# Task objective
Which lines in the records below hold the word "power"? Copy each of them.

==== Dataset excerpts ====

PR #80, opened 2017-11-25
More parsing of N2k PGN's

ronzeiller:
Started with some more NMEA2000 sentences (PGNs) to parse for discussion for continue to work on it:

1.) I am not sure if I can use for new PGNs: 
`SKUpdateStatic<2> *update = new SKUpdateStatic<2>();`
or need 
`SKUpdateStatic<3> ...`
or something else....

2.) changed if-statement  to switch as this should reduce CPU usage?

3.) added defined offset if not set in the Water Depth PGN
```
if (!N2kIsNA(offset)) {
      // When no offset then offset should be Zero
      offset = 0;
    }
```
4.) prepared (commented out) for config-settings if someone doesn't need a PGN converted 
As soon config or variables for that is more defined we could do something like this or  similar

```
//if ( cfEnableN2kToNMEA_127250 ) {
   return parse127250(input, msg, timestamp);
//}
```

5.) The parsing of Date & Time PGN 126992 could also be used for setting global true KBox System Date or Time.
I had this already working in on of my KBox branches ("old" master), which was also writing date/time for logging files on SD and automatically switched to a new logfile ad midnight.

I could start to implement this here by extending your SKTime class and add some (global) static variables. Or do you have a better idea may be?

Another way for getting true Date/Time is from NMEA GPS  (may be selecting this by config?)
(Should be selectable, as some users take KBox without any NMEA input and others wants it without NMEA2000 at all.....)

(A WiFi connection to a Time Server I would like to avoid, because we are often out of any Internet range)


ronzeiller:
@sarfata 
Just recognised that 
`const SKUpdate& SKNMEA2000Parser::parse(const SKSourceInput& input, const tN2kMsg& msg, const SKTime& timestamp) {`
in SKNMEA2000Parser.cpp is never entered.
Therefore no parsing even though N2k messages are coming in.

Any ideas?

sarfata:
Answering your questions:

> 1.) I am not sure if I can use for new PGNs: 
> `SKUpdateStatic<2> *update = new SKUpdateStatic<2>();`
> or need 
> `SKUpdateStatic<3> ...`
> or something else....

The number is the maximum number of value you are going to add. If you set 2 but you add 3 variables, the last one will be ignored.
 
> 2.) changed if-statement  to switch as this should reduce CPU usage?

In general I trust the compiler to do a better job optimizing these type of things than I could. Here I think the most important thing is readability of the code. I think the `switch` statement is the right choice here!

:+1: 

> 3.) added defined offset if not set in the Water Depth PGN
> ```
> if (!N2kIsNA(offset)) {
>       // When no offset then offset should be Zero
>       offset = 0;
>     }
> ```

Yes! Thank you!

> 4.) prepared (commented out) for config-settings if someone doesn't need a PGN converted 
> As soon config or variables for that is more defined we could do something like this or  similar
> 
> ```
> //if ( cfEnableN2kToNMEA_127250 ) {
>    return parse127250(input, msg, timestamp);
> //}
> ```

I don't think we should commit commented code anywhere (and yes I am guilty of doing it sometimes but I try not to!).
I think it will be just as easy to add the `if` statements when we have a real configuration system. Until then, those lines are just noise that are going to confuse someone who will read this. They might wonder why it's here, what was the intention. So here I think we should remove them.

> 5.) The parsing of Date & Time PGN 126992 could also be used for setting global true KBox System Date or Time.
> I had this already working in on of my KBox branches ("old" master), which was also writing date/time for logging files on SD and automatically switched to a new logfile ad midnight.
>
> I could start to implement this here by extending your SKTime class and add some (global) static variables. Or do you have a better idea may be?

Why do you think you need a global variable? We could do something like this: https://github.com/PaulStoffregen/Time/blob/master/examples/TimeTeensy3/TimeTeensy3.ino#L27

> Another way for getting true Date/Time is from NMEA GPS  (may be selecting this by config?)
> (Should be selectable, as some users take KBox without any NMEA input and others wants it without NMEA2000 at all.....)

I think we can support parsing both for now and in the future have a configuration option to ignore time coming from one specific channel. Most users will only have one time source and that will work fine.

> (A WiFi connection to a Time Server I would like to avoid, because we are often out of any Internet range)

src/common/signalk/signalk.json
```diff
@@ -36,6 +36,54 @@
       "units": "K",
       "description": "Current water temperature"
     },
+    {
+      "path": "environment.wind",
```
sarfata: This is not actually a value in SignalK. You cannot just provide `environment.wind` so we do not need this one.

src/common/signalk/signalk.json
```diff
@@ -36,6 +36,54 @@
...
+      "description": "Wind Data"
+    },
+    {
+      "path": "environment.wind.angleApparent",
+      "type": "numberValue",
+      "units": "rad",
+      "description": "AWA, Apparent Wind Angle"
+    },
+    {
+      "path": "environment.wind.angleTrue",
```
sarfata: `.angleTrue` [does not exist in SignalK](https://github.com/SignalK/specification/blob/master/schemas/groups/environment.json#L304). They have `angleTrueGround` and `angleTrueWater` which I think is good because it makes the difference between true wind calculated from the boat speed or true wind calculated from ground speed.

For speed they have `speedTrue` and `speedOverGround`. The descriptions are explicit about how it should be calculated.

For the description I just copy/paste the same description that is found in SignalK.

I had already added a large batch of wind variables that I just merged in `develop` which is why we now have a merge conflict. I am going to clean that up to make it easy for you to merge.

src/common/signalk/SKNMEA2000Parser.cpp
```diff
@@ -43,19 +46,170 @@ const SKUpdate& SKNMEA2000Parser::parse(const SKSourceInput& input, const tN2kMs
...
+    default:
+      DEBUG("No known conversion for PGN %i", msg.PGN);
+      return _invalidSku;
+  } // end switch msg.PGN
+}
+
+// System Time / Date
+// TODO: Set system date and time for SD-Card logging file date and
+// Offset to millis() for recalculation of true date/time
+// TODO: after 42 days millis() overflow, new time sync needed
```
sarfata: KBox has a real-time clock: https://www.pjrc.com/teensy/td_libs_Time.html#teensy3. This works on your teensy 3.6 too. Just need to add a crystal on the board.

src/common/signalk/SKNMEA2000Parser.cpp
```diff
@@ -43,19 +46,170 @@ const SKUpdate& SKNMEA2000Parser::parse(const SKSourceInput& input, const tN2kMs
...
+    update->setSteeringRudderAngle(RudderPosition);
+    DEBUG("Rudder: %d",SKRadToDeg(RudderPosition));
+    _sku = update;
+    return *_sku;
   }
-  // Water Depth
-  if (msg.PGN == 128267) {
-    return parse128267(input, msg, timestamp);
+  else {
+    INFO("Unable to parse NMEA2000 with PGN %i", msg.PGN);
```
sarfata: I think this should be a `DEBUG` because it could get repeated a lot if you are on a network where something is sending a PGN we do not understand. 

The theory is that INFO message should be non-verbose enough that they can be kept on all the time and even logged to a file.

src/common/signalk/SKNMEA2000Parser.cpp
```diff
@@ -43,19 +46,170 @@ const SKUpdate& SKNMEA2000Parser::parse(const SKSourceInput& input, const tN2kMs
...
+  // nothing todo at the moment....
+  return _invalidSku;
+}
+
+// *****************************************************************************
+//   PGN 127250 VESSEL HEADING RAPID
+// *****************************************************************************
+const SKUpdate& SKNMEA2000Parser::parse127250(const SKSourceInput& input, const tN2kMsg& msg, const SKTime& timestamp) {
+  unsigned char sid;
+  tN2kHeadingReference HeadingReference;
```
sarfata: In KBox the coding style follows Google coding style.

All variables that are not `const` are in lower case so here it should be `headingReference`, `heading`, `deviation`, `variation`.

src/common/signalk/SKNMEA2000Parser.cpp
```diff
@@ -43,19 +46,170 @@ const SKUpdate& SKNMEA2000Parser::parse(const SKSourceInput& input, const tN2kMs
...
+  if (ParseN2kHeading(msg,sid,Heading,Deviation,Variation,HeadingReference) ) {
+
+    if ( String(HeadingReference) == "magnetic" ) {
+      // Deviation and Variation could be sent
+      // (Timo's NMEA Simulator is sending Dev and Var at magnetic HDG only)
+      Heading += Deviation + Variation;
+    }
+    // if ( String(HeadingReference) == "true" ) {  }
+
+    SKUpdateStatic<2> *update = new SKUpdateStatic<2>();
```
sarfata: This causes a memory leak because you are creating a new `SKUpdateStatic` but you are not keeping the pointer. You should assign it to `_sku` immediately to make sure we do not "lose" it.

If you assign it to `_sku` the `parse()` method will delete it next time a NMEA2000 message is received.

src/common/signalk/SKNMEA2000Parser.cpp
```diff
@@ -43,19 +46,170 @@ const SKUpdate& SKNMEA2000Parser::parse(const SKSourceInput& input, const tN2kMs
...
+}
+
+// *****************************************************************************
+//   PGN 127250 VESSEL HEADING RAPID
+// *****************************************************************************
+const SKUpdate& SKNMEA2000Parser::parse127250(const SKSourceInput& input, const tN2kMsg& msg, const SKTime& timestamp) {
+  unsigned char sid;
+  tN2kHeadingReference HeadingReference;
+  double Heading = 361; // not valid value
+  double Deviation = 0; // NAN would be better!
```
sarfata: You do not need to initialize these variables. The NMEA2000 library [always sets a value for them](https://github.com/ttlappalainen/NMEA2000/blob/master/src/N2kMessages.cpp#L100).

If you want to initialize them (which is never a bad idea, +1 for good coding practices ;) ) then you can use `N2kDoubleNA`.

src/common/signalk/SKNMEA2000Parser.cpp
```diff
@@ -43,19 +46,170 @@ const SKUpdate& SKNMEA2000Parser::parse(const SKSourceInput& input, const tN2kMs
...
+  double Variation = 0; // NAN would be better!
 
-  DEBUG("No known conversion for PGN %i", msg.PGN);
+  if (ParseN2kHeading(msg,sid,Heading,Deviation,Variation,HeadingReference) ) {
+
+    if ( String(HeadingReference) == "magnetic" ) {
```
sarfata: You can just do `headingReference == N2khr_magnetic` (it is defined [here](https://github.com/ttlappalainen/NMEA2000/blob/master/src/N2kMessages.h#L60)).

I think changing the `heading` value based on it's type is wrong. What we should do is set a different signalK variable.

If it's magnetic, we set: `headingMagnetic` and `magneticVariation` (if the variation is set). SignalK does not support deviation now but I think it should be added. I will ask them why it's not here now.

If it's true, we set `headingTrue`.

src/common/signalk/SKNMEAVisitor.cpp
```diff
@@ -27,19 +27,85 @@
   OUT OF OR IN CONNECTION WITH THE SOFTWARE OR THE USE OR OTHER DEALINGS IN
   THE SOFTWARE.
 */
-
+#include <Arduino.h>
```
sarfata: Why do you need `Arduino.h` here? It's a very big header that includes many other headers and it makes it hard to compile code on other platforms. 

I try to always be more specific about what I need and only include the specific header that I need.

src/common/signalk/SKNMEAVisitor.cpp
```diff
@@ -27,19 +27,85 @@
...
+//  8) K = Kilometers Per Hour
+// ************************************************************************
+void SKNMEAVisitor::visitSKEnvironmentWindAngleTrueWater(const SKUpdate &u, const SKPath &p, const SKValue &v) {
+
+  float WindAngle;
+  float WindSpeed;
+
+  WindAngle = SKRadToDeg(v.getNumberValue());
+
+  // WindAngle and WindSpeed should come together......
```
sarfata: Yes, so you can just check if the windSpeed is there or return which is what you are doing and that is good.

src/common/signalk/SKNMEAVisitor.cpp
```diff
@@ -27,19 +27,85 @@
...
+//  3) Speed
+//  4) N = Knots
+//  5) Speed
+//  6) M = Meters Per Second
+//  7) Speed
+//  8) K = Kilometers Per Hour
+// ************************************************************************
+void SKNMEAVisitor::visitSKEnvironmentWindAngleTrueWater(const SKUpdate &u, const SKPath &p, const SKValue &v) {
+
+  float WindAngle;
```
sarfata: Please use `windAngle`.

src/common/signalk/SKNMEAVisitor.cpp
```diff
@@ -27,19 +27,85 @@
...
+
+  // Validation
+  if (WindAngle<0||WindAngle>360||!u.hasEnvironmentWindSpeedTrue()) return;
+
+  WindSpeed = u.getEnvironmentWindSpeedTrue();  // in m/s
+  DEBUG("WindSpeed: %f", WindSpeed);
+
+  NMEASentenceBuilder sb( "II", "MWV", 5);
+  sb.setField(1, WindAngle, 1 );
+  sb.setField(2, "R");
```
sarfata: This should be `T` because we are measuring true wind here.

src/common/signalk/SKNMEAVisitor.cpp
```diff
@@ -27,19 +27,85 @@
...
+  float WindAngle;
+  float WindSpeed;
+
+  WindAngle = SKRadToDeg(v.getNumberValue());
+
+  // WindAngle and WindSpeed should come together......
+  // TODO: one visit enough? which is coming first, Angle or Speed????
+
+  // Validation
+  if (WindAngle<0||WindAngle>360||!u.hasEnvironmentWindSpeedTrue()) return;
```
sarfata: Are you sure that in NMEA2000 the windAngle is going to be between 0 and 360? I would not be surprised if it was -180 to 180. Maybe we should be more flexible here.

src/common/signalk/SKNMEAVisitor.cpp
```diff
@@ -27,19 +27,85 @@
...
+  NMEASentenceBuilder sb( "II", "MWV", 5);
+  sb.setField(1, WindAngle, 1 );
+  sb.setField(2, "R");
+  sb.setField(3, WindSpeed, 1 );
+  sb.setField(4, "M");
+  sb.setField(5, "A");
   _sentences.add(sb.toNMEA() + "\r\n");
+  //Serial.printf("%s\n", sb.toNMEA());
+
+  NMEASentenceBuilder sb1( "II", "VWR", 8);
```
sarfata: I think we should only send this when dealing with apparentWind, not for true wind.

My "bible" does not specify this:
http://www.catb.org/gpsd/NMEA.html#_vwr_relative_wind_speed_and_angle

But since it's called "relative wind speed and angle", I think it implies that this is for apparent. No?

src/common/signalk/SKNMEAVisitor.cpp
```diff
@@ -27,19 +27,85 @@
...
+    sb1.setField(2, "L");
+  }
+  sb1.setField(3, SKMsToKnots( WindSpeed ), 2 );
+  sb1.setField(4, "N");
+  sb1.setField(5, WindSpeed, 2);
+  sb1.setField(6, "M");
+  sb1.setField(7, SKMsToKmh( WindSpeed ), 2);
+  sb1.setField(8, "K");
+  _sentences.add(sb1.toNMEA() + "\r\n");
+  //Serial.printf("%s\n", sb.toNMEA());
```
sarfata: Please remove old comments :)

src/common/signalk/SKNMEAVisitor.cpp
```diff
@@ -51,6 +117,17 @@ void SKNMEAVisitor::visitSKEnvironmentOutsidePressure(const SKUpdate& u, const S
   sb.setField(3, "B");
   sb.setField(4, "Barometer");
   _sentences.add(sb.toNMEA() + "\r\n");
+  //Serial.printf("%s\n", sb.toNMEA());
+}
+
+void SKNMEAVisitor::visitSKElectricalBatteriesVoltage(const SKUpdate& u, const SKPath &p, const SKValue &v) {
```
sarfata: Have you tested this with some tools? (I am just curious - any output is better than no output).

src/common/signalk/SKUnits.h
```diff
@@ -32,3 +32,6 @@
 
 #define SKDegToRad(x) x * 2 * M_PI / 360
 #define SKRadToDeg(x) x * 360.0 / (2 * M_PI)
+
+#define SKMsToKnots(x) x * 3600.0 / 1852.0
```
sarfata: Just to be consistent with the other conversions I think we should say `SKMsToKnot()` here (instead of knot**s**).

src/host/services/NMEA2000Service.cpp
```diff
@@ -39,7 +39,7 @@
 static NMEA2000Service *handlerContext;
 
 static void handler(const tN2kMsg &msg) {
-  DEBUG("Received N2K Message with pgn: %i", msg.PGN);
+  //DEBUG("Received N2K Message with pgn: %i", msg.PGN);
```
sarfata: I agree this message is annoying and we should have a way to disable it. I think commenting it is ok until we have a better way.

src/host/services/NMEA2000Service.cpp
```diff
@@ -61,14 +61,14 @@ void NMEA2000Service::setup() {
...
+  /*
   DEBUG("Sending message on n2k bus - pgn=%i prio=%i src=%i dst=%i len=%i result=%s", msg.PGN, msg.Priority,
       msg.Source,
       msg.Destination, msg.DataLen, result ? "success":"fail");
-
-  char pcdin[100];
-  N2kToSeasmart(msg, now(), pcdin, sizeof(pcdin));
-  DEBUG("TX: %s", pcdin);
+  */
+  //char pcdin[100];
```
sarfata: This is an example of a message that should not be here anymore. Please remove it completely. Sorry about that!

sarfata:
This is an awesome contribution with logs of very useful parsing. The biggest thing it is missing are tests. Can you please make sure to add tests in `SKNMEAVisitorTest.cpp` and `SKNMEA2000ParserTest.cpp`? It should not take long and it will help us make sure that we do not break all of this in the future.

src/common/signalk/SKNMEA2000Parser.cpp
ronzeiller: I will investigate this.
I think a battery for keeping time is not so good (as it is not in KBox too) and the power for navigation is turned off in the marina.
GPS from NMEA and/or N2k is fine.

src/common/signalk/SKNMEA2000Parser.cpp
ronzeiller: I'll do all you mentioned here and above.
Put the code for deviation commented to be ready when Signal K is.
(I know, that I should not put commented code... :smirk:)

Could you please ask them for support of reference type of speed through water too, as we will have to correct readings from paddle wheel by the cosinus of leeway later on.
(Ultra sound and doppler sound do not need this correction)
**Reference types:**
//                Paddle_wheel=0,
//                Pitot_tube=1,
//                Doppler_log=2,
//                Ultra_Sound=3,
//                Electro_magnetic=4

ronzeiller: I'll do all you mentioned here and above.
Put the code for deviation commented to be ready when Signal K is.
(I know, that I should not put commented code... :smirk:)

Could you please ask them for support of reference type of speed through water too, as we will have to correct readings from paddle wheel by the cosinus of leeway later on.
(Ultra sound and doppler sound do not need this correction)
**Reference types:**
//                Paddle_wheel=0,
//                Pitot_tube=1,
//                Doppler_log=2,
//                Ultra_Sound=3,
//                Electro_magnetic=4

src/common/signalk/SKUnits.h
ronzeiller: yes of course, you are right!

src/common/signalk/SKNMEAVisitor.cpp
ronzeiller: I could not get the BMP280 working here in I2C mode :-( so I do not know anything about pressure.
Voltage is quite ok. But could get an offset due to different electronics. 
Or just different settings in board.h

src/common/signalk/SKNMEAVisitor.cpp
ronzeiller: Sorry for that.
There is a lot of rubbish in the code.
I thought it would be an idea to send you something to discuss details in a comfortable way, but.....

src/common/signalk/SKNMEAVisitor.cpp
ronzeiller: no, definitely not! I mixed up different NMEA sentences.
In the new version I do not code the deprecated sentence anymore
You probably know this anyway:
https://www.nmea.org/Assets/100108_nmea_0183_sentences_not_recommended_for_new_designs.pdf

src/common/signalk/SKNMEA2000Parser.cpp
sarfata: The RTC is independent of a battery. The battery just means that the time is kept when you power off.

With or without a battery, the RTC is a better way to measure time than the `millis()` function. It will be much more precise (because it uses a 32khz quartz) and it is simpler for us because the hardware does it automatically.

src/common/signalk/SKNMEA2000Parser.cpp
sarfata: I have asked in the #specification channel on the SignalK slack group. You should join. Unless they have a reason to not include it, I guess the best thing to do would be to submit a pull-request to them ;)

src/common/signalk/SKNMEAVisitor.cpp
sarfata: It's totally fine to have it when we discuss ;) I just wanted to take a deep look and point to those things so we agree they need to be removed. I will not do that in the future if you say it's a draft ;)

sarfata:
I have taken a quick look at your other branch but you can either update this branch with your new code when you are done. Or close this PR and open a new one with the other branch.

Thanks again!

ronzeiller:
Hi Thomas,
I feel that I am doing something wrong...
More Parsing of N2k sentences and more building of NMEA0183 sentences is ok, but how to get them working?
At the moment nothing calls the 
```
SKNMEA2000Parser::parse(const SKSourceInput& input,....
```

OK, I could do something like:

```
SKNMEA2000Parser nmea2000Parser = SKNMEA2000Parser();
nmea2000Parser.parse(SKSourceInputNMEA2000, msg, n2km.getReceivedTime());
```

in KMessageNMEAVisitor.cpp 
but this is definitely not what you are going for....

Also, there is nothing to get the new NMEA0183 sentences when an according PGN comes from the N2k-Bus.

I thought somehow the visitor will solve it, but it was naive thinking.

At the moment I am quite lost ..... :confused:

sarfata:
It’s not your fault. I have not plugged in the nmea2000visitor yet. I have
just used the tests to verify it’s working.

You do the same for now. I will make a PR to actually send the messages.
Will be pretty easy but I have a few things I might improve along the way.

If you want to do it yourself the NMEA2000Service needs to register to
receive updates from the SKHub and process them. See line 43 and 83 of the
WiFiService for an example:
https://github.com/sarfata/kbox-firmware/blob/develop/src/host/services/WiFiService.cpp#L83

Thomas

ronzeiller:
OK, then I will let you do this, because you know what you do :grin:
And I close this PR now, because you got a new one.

====

# Expected answer
I think a battery for keeping time is not so good (as it is not in KBox too) and the power for navigation is turned off in the marina.
sarfata: The RTC is independent of a battery. The battery just means that the time is kept when you power off.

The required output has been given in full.